The board wants security 'metrics.' Which is most meaningful to report?
Short answer
Board-level metrics should connect to risk and outcomes: detection and response times (MTTD/MTTR), patching-SLA adherence on critical systems, control coverage, and how residual risk trends against appetite. The number of attacks blocked by the firewall, antivirus signature counts, and total emails received are vanity numbers — they sound impressive but tell leadership nothing about whether risk is going down. The board governs risk, so metrics must let them see the trend and decide.
Boards don't want to admire activity; they want to know whether cyber risk is under control and trending the right way. The scenario tests whether a CISO can distinguish outcome metrics that inform governance from vanity metrics that merely look busy.
Why risk-oriented measures are correct
Good board metrics answer "are we getting better at managing risk?" That means mean time to detect (MTTD) and mean time to respond (MTTR) — how fast you find and contain incidents; patch-SLA compliance on critical assets — whether your most important systems are remediated within agreed windows; control coverage — what fraction of your estate is actually protected by key controls; and the trend of residual risk versus the board's risk appetite. Each is a number leadership can act on: fund, accept, or push. They show direction over time, not a snapshot of effort.
Why the distractors fail
- Attacks blocked by the firewall. A huge number that means almost nothing — the internet is noisy, and "blocked" attacks are mostly automated background scanning. It doesn't tell the board whether real risk is down.
- Antivirus signatures updated. This measures a vendor's release cadence, not your security posture. It's pure activity, not outcome.

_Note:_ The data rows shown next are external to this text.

PR #199, opened 2026-06-12
test: resolve kind binary from project-local ./bin/ first

starbops:
Prefer `./bin/kind` installed by `make kind` over whatever is on $PATH. Falls back to the bare name if the local binary is absent, preserving behaviour for environments that haven't run `make kind` yet.


anishbista60 (approved):
Thanks for the enhancement !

- Total emails received. Completely disconnected from risk. It's a volume statistic with no decision attached.
What the interviewer is probing
They want you to grasp that a metric is only useful if the board can make a decision from it. MTTD/MTTR, patch SLAs, and control coverage tie directly to risk and let leadership govern; "attacks blocked" and signature counts are theater that inflate confidence without informing it. The weak candidate reaches for the big, impressive-sounding number — which is exactly the trap: it looks like reporting but communicates no risk and no trend the board can steer by.
Likely follow-ups
- Why is MTTD/MTTR more board-relevant than a count of blocked attacks?
- How would you show a metric trending against risk appetite on a single slide?
- What's the danger of reporting vanity metrics to a board over time?